OBJECT AND SUMMARY OF THE INVENTION

The fuel injection pump according to the invention has the advantage over the above-described fuel injection pump that shutoff of the engine is assuredly effected via the valve in the intake bore.

The embodiment set forth has the advantage that the connection to the pump work chamber is broken directly with a check valve, and the check valve itself is protected from any harmful external mechanical effects that could affect its ability to function. Furthermore only a very small volume remains between the check valve and the work chamber, which after a periodic relief during the intake stroke phase of the pump piston, perhaps due to suction chamber pressure, is refilled by means of a relief device of the injection conduits. The fuel quantity possibly reaching the work chamber as a result of this relieving operation is so slight that operation of the engine cannot be maintained, and the engine thus shuts down very rapidly, along with the fuel injection pump.

With another embodiment it is possible to attain an advantageous realization of a check valve, for the purpose according to the invention, wherein the check valve is accommodated in a part that is easily accessible and simple to operate.
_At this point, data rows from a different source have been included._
PR #1245, opened 2026-06-22
fix(table): clean up partial positional deletes on error

fallintoplace:
Summary
- return partially loaded positional-delete chunks when a concurrent delete-file read fails
- keep successfully read chunks on the result channel even if another worker cancels the group
- add checked-allocator regression coverage for partial failure cleanup

Why
If one positional-delete file is loaded and a later delete-file read fails, the scanner callers already try to release any partial result. readAllDeleteFiles was returning nil on error, so those loaded Arrow chunks could be lost instead of released.

Testing
- go test ./table -run 'TestReadAllDeleteFilesReturnsPartialDeletesOnError|TestReleasePerFilePosDeletes' -count=1\n- go test ./table -count=1\n- go run github.com/golangci/golangci-lint/v2/cmd/golangci-lint@v2.8.0 run --timeout=10m ./table/...

### DIFF
--- a/table/arrow_scanner.go
+++ b/table/arrow_scanner.go
@@ -108,12 +108,12 @@ func readAllDeleteFiles(ctx context.Context, fs iceio.IO, tasks []FileScanTask, 
 				if deletes == nil {
 					return nil
 				}
-				select {
-				case perFileChan <- deletes:
-					return nil
-				case <-gctx.Done():
-					return gctx.Err()
-				}
+				// Safe even after gctx cancellation: the channel buffer equals
+				// g's concurrency limit, so every in-flight worker can send
+				// without blocking while the for-range below drains to close.
+				perFileChan <- deletes
+
+				return nil
 			})
 		}
 		_ = g.Wait()
@@ -126,7 +126,7 @@ func readAllDeleteFiles(ctx context.Context, fs iceio.IO, tasks []FileScanTask, 
 	}
 
 	if err := g.Wait(); err != nil {
-		return nil, err
+		return deletesPerFile, err
 	}
 
 	return deletesPerFile, nil
@@ -1136,6 +1136,8 @@ func (as *arrowScan) GetRecords(ctx context.Context, tasks []FileScanTask) (*arr
 	// no intermediate position set.
 	dvBitmaps, err := readAllDeletionVectors(ctx, as.fs, tasks, as.concurrency)
 	if err != nil {
+		releasePerFilePosDeletes(deletesPerFile)
+
 		return nil, nil, err
 	}
 
--- a/table/arrow_scanner_test.go
+++ b/table/arrow_scanner_test.go
@@ -18,17 +18,79 @@
 package table
 
 import (
+	"errors"
+	iofs "io/fs"
 	"strconv"
 	"strings"
+	"sync"
 	"testing"
+	"time"
 
 	"github.com/apache/arrow-go/v18/arrow"
 	"github.com/apache/arrow-go/v18/arrow/array"
 	"github.com/apache/arrow-go/v18/arrow/compute"
 	"github.com/apache/arrow-go/v18/arrow/memory"
+	"github.com/apache/arrow-go/v18/parquet"
+	"github.com/apache/arrow-go/v18/parquet/pqarrow"
+	"github.com/apache/iceberg-go"
+	iceio "github.com/apache/iceberg-go/io"
 	"github.com/stretchr/testify/assert"
 	"github.com/stretchr/testify/require"
 )
+
+type failAfterGoodCloseFS struct {
+	*iceio.MemFS
+
+	goodPath string
+	badPath  string
+
+	goodClosed     chan struct{}
+	goodClosedOnce sync.Once
+}
+
+func (f *failAfterGoodCloseFS) Open(name string) (iceio.File, error) {
+	if name == f.goodPath {
+		file, err := f.MemFS.Open(name)
+		if err != nil {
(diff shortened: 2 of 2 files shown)


table/arrow_scanner.go
```diff
@@ -108,12 +108,9 @@ func readAllDeleteFiles(ctx context.Context, fs iceio.IO, tasks []FileScanTask,
 				if deletes == nil {
 					return nil
 				}
-				select {
-				case perFileChan <- deletes:
-					return nil
-				case <-gctx.Done():
-					return gctx.Err()
-				}
+				perFileChan <- deletes
```
laskoviymishka, line 114: Dropping the select is the right simplification, but this send is now safe only because the channel capacity equals `g`'s limit — every concurrent worker can send without blocking, even after `gctx` is cancelled, and the for-range below drains until close. That invariant is load-bearing now, not an optimization, and nothing enforces it: if the buffer and `g.SetLimit` ever drift apart this deadlocks. I'd drop a short comment right here so the next person doesn't "fix" one without re-deriving the other.

```go
// Unconditional send is safe: the channel buffer equals g's concurrency
// limit, so every worker can send without blocking even after gctx is
// cancelled, and the for-range below drains until perFileChan is closed.
perFileChan <- deletes
```

table/arrow_scanner_test.go
```diff
@@ -18,18 +18,70 @@
...
 )
 
+type failAfterGoodCloseFS struct {
+	*iceio.MemFS
+
+	goodPath string
+	badPath  string
+
+	goodClosed      chan struct{}
+	closeGoodClosed sync.Once
```
laskoviymishka: `closeGoodClosed` parses as an adjective phrase rather than the `sync.Once` guarding `close(goodClosed)`. I'd rename it `goodClosedOnce` to mirror the channel name — reads as "the Once for goodClosed" at the call site.

table/arrow_scanner_test.go
```diff
@@ -142,6 +223,41 @@ func chunkedPosDelete(t *testing.T, mem memory.Allocator, positions []int64) *ar
...
+		goodClosed: make(chan struct{}),
+	}
+	tasks := []FileScanTask{{
+		DeleteFiles: []iceberg.DataFile{
+			newPosDeleteFile(t, goodDeletePath, 2, 128),
+			newPosDeleteFile(t, badDeletePath, 1, 128),
+		},
+	}}
+
+	deletesPerFile, err := readAllDeleteFiles(ctx, testFS, tasks, 2)
```
laskoviymishka, line 263: With concurrency=2 both files run in the same wave, so the good worker finishes and sends before the bad one fails — this lands in the success-then-return-partial path but never the cancel-while-between-send window the description calls out, which means it'd pass against the old code too and doesn't isolate that race. The `return deletesPerFile, err` half is what this actually pins down (without it `deletesPerFile` comes back nil and `require.NotNil` fails), so the leak side is covered — I'd just add a line noting concurrency=2 is enough to observe the partial result and you're deliberately not asserting the cancellation race.

While we're here, `require.NotEmpty` passes on any non-empty chunk — the good file has 2 rows (pos 1, 3), so `require.Len(t, deletesPerFile[dataPath], 1)` (and ideally checking the two positions) would catch a regression that accumulates only a partial chunk.

table/arrow_scanner_test.go
```diff
@@ -18,18 +18,70 @@
...
+		return &closeSignalFile{
+			File: file,
+			onClose: func() {
+				f.closeGoodClosed.Do(func() { close(f.goodClosed) })
+			},
+		}, nil
+	}
+
+	if name == f.badPath {
+		<-f.goodClosed
```
laskoviymishka: This blocking receive is the whole point of the helper and it's fine as-is, but it has no escape hatch: if the good file's `Close` ever stops firing (a panic before the defer, or a future refactor that drops it) the test hangs with no diagnostic. A `select` with a `case <-time.After(...)` → `t.Fatal` would turn that into an explicit failure instead of a silent timeout. Minor — only if you feel like hardening the helper.

laskoviymishka (changes requested):
Almost there — the fix itself is correct, with one small thing I'd want before merge and one that's your call.

I traced the unconditional `perFileChan <- deletes` and it can't block: the channel buffer equals `g`'s concurrency limit and the drain loop runs the full lifetime, so every in-flight worker can always send, even after `gctx` is cancelled. And `return deletesPerFile, err` is what finally lets the callers release the partial chunks — the `releasePerFilePosDeletes` guards at both call sites were vacuous before this. The `failAfterGoodCloseFS` ordering harness is a clean, deterministic way to land in the partial-failure state, and `AssertSize(0)` proves the leak is gone.

The blocking ask is small: that send now depends entirely on `buffer == concurrency`, and nothing comments or enforces it — a refactor that changes one and not the other deadlocks. One comment on the send line covers it (left inline).

Separately, and this one's your call since it's pre-existing and outside this diff: inside `GetRecords`, the `readAllDeletionVectors` error path returns without `releasePerFilePosDeletes(deletesPerFile)` — it sits between the `readAllDeleteFiles` release you just fixed and the equality-delete release. Before this PR `deletesPerFile` was empty there so it didn't matter; now it can be fully populated, so the same leak you're closing reopens one step downstream. Since you're already auditing this release contract and adding a comment right above that site, it'd be natural to fold in, but a follow-up is just as reasonable.

Add the invariant comment and decide on the DV-path release, and this is good to land — happy to take another pass.

laskoviymishka (approved):
Nice!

An advantageous feature is that the pump piston is neither stressed nor weakened by an additional device provided for receiving the check valve.

Other provisions result in a particularly simple, weight-saving and easily realized embodiment of the check valve. As a result, the leaf spring, which is preferably thin and lightweight for the sake of quick reaction, is protected from mechanical destruction during the diversion operation when the pump is operating normally.

Another embodiment makes it possible to easily replace any check valves that may have become damaged.

A check valve disposed on the pump piston is advantageously embodied where, from the end face of the pump piston remote from the pump work chamber, the conduit part having the greater diameter is easily furnished. An extremely simple realization of a check valve in the closing member can be realized without the interposition of resilient restoring forces and is held in place by an inserted bolt. In an advantageous manner, however, for reliable and still-faster closing of the relief conduit, another embodiment can be provided, while with the use of a ball, the reliable support of the ball with a sufficiently large flowthrough cross section between the ball and the conduit part having the enlarged diameter is assured. The bolt which serves to limit the path of the valve closing member is advantageously pressed in from the end face of the pump piston in order to generate a sealed closure of the conduit.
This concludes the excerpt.